Records from a data source:
----------------

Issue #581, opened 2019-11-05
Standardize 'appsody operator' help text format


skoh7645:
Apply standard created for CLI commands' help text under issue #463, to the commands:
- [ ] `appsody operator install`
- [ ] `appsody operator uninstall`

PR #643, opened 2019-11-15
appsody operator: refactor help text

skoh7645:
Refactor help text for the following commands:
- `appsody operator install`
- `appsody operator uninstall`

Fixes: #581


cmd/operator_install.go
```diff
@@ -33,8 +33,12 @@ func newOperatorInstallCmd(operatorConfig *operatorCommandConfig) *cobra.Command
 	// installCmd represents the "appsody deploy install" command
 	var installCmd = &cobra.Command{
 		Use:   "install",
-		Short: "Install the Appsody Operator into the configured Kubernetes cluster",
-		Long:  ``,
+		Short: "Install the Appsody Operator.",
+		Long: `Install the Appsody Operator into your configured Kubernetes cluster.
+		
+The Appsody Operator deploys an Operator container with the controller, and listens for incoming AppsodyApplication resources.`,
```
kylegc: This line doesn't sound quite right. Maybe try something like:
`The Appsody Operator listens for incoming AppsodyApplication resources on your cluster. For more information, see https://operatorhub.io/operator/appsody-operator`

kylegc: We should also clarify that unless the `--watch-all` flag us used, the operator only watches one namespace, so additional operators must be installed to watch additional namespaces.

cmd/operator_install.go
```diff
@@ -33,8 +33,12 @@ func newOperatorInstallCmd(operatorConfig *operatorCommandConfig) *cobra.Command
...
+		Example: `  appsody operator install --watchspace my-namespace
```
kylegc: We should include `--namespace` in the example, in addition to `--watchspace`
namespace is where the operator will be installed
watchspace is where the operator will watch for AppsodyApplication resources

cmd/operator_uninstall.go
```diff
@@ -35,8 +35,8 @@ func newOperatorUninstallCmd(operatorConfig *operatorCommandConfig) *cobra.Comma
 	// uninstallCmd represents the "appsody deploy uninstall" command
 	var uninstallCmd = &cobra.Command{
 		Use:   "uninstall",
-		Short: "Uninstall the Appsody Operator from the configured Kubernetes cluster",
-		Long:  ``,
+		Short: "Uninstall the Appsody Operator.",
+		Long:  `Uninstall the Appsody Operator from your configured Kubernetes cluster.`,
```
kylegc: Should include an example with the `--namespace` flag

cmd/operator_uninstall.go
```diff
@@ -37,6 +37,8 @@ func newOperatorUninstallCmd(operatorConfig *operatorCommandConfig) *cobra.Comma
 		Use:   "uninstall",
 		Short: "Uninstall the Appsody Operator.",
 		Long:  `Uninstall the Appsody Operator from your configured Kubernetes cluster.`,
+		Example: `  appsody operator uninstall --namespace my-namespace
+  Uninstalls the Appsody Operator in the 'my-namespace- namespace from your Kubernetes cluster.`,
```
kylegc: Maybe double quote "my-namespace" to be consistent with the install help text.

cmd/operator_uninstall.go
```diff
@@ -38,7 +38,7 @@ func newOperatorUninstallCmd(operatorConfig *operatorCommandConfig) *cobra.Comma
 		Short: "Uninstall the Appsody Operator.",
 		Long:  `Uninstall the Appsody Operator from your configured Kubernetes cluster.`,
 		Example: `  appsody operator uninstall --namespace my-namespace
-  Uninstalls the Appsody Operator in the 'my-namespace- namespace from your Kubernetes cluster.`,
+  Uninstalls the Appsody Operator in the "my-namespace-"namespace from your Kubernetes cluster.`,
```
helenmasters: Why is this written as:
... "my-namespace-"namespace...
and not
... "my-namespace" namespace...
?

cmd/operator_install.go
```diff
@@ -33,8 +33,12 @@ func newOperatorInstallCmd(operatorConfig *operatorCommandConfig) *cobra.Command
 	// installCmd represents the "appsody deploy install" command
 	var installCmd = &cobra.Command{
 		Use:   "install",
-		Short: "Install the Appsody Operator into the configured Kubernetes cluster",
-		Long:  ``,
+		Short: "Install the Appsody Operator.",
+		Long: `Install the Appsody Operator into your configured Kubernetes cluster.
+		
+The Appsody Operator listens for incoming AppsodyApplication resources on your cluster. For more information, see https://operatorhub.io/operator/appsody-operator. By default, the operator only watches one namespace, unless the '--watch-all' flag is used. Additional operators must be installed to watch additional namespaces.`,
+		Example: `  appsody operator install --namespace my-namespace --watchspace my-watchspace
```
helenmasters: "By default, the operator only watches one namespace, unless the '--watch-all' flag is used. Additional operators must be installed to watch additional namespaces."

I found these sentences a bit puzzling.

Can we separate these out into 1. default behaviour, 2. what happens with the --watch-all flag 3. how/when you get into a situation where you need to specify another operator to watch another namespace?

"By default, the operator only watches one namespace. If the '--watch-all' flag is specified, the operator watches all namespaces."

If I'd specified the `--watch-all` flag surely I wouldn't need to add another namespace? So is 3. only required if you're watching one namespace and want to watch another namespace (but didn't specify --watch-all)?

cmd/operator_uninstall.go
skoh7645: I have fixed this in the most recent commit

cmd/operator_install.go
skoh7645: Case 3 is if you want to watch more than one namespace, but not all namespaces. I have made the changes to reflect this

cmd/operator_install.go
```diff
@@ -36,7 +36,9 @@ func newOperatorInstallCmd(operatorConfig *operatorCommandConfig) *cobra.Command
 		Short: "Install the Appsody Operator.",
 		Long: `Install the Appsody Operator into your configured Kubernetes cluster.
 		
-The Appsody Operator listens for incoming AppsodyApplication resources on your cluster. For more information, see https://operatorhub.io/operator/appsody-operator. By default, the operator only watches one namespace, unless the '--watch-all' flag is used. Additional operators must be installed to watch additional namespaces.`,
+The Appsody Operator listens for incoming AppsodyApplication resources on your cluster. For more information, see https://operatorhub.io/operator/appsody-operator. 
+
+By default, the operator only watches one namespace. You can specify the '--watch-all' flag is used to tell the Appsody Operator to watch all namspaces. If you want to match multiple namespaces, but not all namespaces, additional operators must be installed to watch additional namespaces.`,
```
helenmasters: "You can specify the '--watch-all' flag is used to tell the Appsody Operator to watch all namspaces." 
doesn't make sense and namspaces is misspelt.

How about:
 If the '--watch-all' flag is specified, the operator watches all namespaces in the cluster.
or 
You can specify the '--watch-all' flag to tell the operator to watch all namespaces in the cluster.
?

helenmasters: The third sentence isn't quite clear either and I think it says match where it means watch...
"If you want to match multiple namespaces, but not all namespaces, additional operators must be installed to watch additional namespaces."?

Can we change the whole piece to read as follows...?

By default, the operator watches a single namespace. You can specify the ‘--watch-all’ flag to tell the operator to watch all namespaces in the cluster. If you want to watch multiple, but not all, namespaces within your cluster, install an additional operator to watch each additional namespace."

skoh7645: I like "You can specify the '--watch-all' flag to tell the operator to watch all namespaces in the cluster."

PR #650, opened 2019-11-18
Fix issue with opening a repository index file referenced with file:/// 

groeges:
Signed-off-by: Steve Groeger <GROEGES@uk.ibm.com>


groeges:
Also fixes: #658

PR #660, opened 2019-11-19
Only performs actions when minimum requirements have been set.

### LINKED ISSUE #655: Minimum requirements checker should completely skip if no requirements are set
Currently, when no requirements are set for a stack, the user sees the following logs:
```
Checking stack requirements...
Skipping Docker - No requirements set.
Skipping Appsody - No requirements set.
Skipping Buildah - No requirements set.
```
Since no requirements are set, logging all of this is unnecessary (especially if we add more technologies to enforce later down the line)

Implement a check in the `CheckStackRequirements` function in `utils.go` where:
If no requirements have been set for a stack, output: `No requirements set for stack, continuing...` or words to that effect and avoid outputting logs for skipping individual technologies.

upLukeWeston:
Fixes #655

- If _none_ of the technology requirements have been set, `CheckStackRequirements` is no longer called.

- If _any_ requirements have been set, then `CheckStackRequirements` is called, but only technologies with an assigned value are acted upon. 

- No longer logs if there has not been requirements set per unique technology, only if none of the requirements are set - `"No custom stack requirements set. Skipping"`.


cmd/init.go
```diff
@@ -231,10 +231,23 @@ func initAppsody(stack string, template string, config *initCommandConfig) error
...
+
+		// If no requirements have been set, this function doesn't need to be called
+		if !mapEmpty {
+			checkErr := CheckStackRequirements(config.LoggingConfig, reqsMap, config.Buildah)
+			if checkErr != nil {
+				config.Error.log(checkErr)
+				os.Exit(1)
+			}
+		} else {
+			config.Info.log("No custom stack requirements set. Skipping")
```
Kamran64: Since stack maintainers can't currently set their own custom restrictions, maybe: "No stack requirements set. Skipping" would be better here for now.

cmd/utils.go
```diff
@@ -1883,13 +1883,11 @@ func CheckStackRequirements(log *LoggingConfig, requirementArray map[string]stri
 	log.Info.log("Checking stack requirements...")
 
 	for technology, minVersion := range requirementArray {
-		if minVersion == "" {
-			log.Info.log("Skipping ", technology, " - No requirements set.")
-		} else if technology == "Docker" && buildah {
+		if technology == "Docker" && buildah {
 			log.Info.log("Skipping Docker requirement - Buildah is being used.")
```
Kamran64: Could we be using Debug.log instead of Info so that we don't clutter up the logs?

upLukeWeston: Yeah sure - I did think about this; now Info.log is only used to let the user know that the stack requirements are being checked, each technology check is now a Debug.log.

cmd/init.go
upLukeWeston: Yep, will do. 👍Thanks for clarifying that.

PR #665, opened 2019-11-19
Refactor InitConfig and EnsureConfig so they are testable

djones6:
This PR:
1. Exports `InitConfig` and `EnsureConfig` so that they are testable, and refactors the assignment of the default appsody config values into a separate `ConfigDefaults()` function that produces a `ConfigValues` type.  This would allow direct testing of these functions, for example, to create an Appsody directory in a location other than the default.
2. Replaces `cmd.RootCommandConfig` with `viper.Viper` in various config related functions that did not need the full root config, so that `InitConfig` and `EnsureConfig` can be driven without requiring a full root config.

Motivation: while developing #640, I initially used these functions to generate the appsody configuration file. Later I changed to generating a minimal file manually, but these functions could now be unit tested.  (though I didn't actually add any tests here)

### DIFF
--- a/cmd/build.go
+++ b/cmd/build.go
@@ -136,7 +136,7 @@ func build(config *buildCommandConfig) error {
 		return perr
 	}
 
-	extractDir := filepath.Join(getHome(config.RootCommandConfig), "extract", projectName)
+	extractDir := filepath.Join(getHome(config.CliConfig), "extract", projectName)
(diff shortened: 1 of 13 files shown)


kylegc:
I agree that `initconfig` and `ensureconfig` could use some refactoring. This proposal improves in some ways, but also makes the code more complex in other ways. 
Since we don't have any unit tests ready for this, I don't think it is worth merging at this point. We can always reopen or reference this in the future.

----------------

> **WHAT THE TASK REQUIRES**
Every line of the data above that includes "each" should be listed.

> **RESULT BELOW**
By default, the operator watches a single namespace. You can specify the ‘--watch-all’ flag to tell the operator to watch all namespaces in the cluster. If you want to watch multiple, but not all, namespaces within your cluster, install an additional operator to watch each additional namespace."
upLukeWeston: Yeah sure - I did think about this; now Info.log is only used to let the user know that the stack requirements are being checked, each technology check is now a Debug.log.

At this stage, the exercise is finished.